= Albert of Aix =

11th-century historian

Albert of Aix(-la-Chapelle), also known as Albert of Aachen; Albericus Aquensis; fl. c. 1100) was a historian of the First Crusade and the early Kingdom of Jerusalem. He was born during the later part of the 11th century, and afterwards became canon (priest) and custos (guardian) of the church of Aachen.

Nothing else is known of his life except that he was the author of a Historia Hierosolymitanae expeditionis (“History of the Expedition to Jerusalem”), or Chronicon Hierosolymitanum de bello sacro, a work in Latin in twelve books, written between 1125 and 1150. This history begins at the time of the Council of Clermont in 1095, deals with the fortunes of the First Crusade and the earlier history of the Latin Kingdom of Jerusalem, and ends somewhat abruptly in 1121.

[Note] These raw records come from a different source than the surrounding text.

PR #388, opened 2025-01-01
feat: add support for StrimziPodSet

sappusaketh:
fixes #372

PR #391, opened 2025-01-08
Fix error on labels parsing  for ArgoRollout objects

YGwen:
An Error occurs on Rollout when parsing the labels because the time of labels apparently sometimes is robusta_krr.utils.object_like_dict.ObjectLikeDict

`
File "pydantic/main.py", line 341, in pydantic.main.BaseModel.__init__ 
pydantic.error_wrappers.ValidationError: 1 validation error for K8sObjectData
labels
value is not a valid dict (type=type_error.dict) 
`

This PR re-uses the fix that was applied on annotations and fixes the issue.


aantn:
Thanks. We've already fixed in https://github.com/robusta-dev/krr/pull/388 so closing this

PR #407, opened 2025-02-24
Fix bug with AWS Credentials

aantn:
When the user overrides AWS credentials via CLI, don't try to fetch credentials via boto3 (this can fail and isn't necessary anyway)


arikalon1 (approved):
LGTM

PR #408, opened 2025-03-04
make slack api safer and update to file_upload_v2

Avi-Robusta:
origonal file upload api is deprecated
due to limitations of file_upload_v2 the message` Kubernetes Resource Report for splunk` needs to be sent seperatly since it is used to get the internal channel ID name which file_upload_v2 requires

Looks identical - first is orig, second is new
Screen Shot 2025-03-04 at 16 33 54


nherment (approved):

Avi-Robusta:
merged in other branch

Issue #415, opened 2025-03-20
Scan pod alone


mysiki:
**Is your feature request related to a problem? Please describe.**
My problem is link to the usage of Vcluster. With Vcluster, I have virtual cluster (with proper etcd) inside my K8S cluster. The workload (pod) are run / sync on host cluster but not the other component like Deployement, STS, etc ...
So KRR is not able to scan those pod because KRR only focus on Deployement, sts etc. 

Prom exporter is on host cluster, so only know objects present on host cluster (not inside the vcluster). 

Bonus, to avoid conflict, Vcluster rename the pod during the sync. So Prom have metric for pod like "myPod-HashId" when inside vcluster the pod name is "myPod". That mean, event running KRR inside vcluster is not possible because the POD name (inside vcluster) is not the same as the metric name that come from Host cluster. 

**Describe the solution you'd like**
Ability to scan POD object directly.

**Describe alternatives you've considered**
Run inside vcluster, but as name are different, this not work. 

**Are you interested in contributing a PR for this?**
Yes. (but my python knowledge are really low :D) If yes, we will provide guidance what parts of the code to modify and help you.

**Additional context**
Not sure if this PR cover my needed : https://github.com/robusta-dev/krr/pull/266

Example from Host view (where prom metric are) : dp-app-demo-5fbc4d8f54-2cm9c-x-demo-develop-client1--073b2da98c
Same inside vcluster : dp-app-demo-5fbc4d8f54-2cm9c

macrokernel:
This would also be beneficial for such operators as Strimzi Kafka or Cloudnative-PG, which manage pods directly, without a deployment/ds/sts.

PR #421, opened 2025-03-28
Feature/vcluster

mysiki:
Add support of VCluster (https://www.vcluster.com/) (resolve my issue : https://github.com/robusta-dev/krr/issues/415)

VCluster (VC) work on top of physical cluster with workload sync between virtual cluster and physical cluster. During the sync, VC rename the pod to avoid naming collision. VC only sync the pod, not the other stuff like RS, Deployment, ... The sync is done on the physical namespace where vcluster is present. 

Summarize design : 

| Physical cluster Namespace | Physical cluster pod name | Virtual cluster Namespace | Virtual cluster pod name |
|--|--|--|--|
| vcluster-foo | myappfront-1234-x-myappns-x-vclusterfooname | myappns | myappfront-1234 |
| vcluster-foo | myappback-123-x-myappns-x-vclusterfooname | myappns | myappback-123 |
| vcluster-foo | otherapp-1234-x-otherappns-x-vclusterfooname | otherappns | otherapp-1234 |
| vcluster-foo | otherapp-4567-x-otherappns-x-vclusterfooname | otherappns | otherapp-4567 |
| vcluster-foo | otherappwithreallylongnammmmme-1234567891234567891234-x-othera-f5fef5e6fe | otherappns | otherappwithreallylongnammmmme-1234567891234567891234 |

The renaming is done following algo present in added function get_vcluster_pod_real_name.

To reduce pod number and cluster load, usually metrics are read read from physical cluster (avoid to have all exporter pod inside VC). 

Because of VC only sync pod, KRR need to run connected to the VC (to detect DP, STS,..). But the pod name and pod namespace in prometheus are the one present in physical cluster.

This PR add 2 new arguments that are mandatory to calculate the pod name and pod namespace for prom query and function to use it.
I also add debug logger on prom query (can be remove if you think is useless :) ) 

Readme is update

Test done with success on my VC (with VC args) and without (like before this change).


mysiki:
some news ?

PR #442, opened 2025-06-26
[ROB-1588] Push results to runner on success or failure

Avi-Robusta:
tested in cluster and cli
in cluster verified errors in multiple places in code are sent to scan failure in the db


robusta_krr/core/runner.py
```diff
@@ -348,9 +353,64 @@ async def run(self) -> int:
...
             return 0  # Exit with success
+
+    def _send_result(self, url: str, start_time: datetime, scan_id: str, result: Result):
+        result_dict = json.loads(result.json(indent=2))
+        _send_scan_payload(url, scan_id, start_time, result_dict, is_error=False)
+
+def publish_error(url: str, scan_id: str, start_time: str, error: str):
+    _send_scan_payload(url, scan_id, start_time, error, is_error=True)
+
+def publish_error(error: str):
```
moshemorad, line 372: Are you sure that this will work? e.g. i don't think that python support method overloading that way.

robusta_krr/core/runner.py
```diff
@@ -348,9 +353,64 @@ async def run(self) -> int:
...
+            "scan_id": scan_id,
+            "start_time": start_time,
+        }
+    }
+
+    try:
+        logger_msg = "Sending error scan" if is_error else "Sending scan"
+        logger.warning(logger_msg)
+
+        response = requests.post(
```
moshemorad, line 404: Do we want to have some retry machnisam here?

moshemorad (changes requested):

moshemorad (changes requested):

The Historia was well known during the Middle Ages, and was largely used by William of Tyre for the first six books of his Historia rerum in partibus transmarinis gestarum. In modern times, it was accepted unreservedly for many years by most historians, including Edward Gibbon. In more recent times beginning with Heinrich von Sybel, its historical value has been seriously impugned, but the verdict of the best scholarship seems to be that in general it forms a true record of the events of the First Crusade, although containing some legendary matter.

Albert never visited the Holy Land, but he appears to have had a considerable amount of discourse with returned crusaders, and to have had access to valuable correspondence, for example: he interviewed survivors of the Battle of Ramla, writing down their experiences; another example can be seen from the case of the killing of William II Jordan, told by returning Crusaders to Germany. Unlike many other chronicles of the First Crusade, Albert did not rely on the Gesta Francorum, but used his own independent interviews; he may also have had access to the Chanson d'Antioche, as his work shares textual similarities with that poem. The first edition of the history was published at Helmstedt in 1584, and a translation, with the original Latin, is in the Recueil des historiens des croisades, Volume 4.iii (1879). A modern edition in Latin and English translation by Susan B. Edgington is available in the Oxford Medieval Texts series. (cf. Volumes 24 and 25 of Crusader Texts in Translation.)

==Bibliography==
- Albert of Aachen, Albert of Aachen's History of the Journey to Jerusalem, vol.1: Books 1-6. The First Crusade 1095-1099, trans. S.B. Edgington (Farnham, 2013).
- Albert of Aachen, Albert of Aachen's History of the Journey to Jerusalem, vol. 2: Books 7-12. The Early History of the Latin States 1099-1119, trans. S.B. Edgington (Farnham, 2013).